Look through the lines below; wherever the word "token" appears, copy that line.

#### [Records excerpted from a collection]
::::::
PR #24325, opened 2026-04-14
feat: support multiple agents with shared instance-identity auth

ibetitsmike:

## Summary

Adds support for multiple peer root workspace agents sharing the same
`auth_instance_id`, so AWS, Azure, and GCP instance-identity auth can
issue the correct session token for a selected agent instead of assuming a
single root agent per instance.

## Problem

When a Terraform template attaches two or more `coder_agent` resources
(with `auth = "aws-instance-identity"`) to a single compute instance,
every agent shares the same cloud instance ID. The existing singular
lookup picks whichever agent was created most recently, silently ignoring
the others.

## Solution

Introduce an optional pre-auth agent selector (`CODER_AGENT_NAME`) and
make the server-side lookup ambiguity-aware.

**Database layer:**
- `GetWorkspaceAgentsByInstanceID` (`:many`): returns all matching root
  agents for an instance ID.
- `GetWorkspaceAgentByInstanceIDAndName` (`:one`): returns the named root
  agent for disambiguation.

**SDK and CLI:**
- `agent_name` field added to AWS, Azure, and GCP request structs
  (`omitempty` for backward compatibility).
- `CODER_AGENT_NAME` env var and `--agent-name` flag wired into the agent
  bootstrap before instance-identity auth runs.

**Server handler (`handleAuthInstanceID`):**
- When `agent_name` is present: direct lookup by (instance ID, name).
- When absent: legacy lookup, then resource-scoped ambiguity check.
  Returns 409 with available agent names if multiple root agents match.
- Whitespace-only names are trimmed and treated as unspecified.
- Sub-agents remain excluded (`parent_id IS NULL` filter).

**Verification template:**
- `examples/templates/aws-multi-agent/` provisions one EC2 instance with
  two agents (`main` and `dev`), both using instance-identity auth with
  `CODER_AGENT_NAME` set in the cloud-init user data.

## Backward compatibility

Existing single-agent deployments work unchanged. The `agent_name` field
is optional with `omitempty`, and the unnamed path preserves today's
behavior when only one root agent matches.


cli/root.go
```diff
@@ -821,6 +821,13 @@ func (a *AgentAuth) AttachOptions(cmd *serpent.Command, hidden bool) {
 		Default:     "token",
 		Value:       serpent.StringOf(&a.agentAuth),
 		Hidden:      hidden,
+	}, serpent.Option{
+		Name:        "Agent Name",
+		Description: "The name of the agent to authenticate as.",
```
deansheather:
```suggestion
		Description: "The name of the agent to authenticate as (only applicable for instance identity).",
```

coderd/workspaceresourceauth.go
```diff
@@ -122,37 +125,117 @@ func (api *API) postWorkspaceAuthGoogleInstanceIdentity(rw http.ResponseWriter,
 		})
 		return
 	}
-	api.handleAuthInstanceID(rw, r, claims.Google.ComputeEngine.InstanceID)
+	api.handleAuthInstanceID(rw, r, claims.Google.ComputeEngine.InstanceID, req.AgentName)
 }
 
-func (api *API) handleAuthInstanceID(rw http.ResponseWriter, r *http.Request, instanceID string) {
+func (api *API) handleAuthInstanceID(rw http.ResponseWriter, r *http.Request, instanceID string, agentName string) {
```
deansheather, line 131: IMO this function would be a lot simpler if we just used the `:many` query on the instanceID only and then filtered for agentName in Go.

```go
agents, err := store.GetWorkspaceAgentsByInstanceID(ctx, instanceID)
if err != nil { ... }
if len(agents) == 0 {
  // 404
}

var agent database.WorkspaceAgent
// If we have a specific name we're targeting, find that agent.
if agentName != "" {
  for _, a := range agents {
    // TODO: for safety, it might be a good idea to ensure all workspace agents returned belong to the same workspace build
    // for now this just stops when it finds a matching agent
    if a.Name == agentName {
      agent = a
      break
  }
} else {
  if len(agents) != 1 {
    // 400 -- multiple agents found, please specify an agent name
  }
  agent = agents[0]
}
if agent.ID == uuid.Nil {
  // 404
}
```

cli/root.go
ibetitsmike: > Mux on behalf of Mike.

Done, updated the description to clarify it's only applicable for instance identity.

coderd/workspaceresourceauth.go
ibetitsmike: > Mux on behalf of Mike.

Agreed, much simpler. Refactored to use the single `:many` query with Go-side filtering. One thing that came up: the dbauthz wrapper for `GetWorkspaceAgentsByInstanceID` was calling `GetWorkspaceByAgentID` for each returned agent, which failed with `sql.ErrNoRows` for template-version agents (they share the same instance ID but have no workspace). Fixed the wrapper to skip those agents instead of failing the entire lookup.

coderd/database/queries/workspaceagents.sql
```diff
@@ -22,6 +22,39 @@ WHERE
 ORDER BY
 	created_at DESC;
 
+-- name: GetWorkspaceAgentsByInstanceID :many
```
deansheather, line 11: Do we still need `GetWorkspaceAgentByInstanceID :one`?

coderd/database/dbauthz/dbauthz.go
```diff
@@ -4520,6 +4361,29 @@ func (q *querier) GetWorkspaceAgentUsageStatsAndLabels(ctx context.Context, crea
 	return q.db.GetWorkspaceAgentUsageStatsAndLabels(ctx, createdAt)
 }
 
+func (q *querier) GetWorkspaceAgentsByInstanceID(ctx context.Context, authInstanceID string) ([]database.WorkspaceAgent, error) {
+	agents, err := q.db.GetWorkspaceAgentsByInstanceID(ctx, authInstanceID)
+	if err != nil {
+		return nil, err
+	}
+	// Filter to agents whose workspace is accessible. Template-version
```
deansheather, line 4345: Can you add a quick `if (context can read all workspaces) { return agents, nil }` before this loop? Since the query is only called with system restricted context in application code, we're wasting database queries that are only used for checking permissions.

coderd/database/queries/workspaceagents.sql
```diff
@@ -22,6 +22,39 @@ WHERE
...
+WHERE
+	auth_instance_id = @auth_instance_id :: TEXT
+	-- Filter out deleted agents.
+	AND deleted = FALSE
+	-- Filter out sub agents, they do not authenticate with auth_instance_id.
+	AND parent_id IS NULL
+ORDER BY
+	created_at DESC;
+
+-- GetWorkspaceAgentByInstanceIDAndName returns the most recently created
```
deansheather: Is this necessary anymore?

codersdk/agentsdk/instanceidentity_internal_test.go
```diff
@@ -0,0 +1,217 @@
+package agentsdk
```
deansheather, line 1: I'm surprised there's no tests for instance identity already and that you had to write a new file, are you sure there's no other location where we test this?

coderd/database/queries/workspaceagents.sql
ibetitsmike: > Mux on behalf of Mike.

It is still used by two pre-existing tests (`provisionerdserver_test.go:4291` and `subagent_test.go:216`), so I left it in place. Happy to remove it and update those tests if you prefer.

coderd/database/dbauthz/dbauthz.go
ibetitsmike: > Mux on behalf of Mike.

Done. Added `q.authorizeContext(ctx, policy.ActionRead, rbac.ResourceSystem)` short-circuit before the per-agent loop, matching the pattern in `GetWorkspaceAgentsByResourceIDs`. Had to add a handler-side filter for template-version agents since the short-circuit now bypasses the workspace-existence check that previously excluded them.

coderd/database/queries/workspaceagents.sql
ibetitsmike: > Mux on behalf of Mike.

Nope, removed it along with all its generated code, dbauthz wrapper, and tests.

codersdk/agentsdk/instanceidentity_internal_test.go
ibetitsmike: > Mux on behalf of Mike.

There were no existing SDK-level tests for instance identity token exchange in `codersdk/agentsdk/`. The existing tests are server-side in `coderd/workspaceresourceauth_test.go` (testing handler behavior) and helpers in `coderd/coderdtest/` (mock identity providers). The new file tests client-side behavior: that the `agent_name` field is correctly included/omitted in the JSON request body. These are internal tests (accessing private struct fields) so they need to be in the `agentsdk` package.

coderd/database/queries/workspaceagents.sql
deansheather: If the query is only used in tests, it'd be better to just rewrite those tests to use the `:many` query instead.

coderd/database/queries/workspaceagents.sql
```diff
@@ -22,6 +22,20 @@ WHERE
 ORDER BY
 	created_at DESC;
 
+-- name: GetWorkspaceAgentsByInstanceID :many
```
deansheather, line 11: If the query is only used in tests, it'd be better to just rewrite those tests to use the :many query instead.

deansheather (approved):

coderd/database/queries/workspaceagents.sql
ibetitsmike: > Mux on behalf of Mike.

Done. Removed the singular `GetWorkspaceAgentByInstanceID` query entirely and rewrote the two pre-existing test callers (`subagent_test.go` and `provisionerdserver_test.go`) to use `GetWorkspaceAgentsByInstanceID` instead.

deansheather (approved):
::::::
#### [Problem solution]
issue the correct session token for a selected agent instead of assuming a
 		Default:     "token",
There were no existing SDK-level tests for instance identity token exchange in `codersdk/agentsdk/`. The existing tests are server-side in `coderd/workspaceresourceauth_test.go` (testing handler behavior) and helpers in `coderd/coderdtest/` (mock identity providers). The new file tests client-side behavior: that the `agent_name` field is correctly included/omitted in the JSON request body. These are internal tests (accessing private struct fields) so they need to be in the `agentsdk` package.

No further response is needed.